Mr. Jayaraman, the learned departmental counsel, however, sought to discover a distinction on the facts between that case and the present one. He submitted that there is no clear-cut factual finding by the Tribunal in this case to the effect that the 'Shestabagam acount' actually related to an HUF of which the partner, Nagarathna Nadar, was the karta. Accordingly, he submitted that we must proceed on the footing that this account was but an alias for Nagarathna Nadars own individual account in the partnership firm. We do not, however, accept this submission as well founded, having regard to the facts which appear from the record. We have earlier referred to the finding of the Tribunal as to how this sum of Rs. 50,000 came to be deposited in a separate account in the partnership books and to whom this mount belonged. There is a further fact, which could not be disputed by the department, that this interest on the deposit of Rs. 50,000 was actually treated by the department itself as the income of the HUF of Nagarathna Nadar. The said assessment was directed by an order of revision passed by the Commissioner of Income-tax. This being the stand taken by the department as respects the real recipient of the interest, we cannot accept the factual submission put forward by the departments learned counsel that the amount of Rs. 50,000 as well as the interest thereon must be regarded as that of the individual partner concerned and not as that of the joint family.

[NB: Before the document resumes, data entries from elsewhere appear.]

PR #161, opened 2019-02-14
[lsp] Enable goal display on hover.

ejgallego:
This provides goal display on hover which while not perfect allows one
to complete a proof.

Note the VSCode interprets the goal display as markdown so we want to
add a different printing mode for improved readability.


ejgallego:
Improved install instructions are here @rlepigre you need to build in the vscode dir, then symlink it to `~/.vscode/extensions`

I use `dune exec code` to get the right env.

rlepigre:
OK, I see. Thank you!

PR #164, opened 2019-02-15
Sanity

GuillaumeGen:
I made a mistake. The sanity checker does not accept the current state of master, here is a correction.

PS: Wouldn't it be possible to check it during CI, to avoid it to happen again (I am often too hurried to push) ?


GuillaumeGen:
Ok, Rodolphe already did it, I am closing this PR.

PR #190, opened 2019-03-08
parser: allow many arguments of the same type

fblanqui:


rlepigre:
What you did looks good, but I would prefer to reflect the actual syntax in the [Syntax] module. Of course, the changes are slightly more invasive (although the parser changes are extremely minimal), but I don't think that this is a problem.

I will propose an alternative implementation so that you can have a look.

fblanqui:
If you can do it quickly, that's fine. Because it's currently terrible to make proofs and debug tactics. If you cannot do it quickly, then I propose you to merge this PR and make yourself another one later.

PR #2004, opened 2019-09-16
Fix base image reproducibility warning

### LINKED ISSUE #1969: Base image reproducibility warning does not match with the check
The message talks about not using a digest
```
Base image example.com/repo does not use a specific image digest - build may not be reproducible
```
but the code only checks whether the base is using `:latest` (implicit or explicit).
```java
          if (baseImageConfiguration.getImage().usesDefaultTag()
              && !baseImageConfiguration.getImage().isScratch()) {
            eventHandlers.dispatch(
                LogEvent.warn(
                    "Base image '"
                        + baseImageConfiguration.getImage()
                        + "' does not use a specific image digest - build may not be reproducible"));
```
Perhaps we should warn whenever a digest is not used.

Note currently the warning doesn't get printed for distroless when no base image is given, because we auto-select the tag (either `:8` or `:11`).

TadCordle:
Fixes #1969.

### DIFF
--- a/jib-core/src/main/java/com/google/cloud/tools/jib/configuration/BuildConfiguration.java
+++ b/jib-core/src/main/java/com/google/cloud/tools/jib/configuration/BuildConfiguration.java
@@ -245,7 +245,7 @@ public class BuildConfiguration {
       switch (missingFields.size()) {
         case 0: // No errors
           Preconditions.checkNotNull(baseImageConfiguration);
-          if (baseImageConfiguration.getImage().usesDefaultTag()
+          if (!baseImageConfiguration.getImage().isTagDigest()
               && !baseImageConfiguration.getImage().isScratch()) {
             eventHandlers.dispatch(
                 LogEvent.warn(


jib-core/src/test/java/com/google/cloud/tools/jib/configuration/BuildConfigurationTest.java
```diff
@@ -246,4 +249,38 @@ public void testBuilder_missingValues() throws IOException {
...
+        .setBaseImageConfiguration(
+            ImageConfiguration.builder(
+                    ImageReference.parse(
+                        "image@sha256:aaaaaaaaaaaaaaaaaaaaaaaaaaaaaaaaaaaaaaaaaaaaaaaaaaaaaaaaaaaaaaaa"))
+                .build())
+        .build();
+    Mockito.verify(mockEventHandlers, Mockito.never())
+        .dispatch(
+            LogEvent.warn(
+                "Base image 'image:tag' does not use a specific image digest - build may not be reproducible"));
```
chanseokoh: This won't match anyway because it explicitly states `image:tag`. Is it possible to do `LogEvent.warn(anyString())`?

The learned counsel could not otherwise dispute the similarity of the factual situation in this case and that which prevailed in the case which we have earlier cited. We, accordingly, hold that the Tribunal was not correct in upholding the disallowance made by the ITO of the interest paid on the sum of Rs. 50,000 under s. 40(b) of the I.T. Act for both the assessment years 1971-72 and 1972-73 in the hands of the assessee-firm. The answer we return on the question of law referred to us must, therefore, be in the negative and against the department. In the circumstances, however, there will be no order as to costs.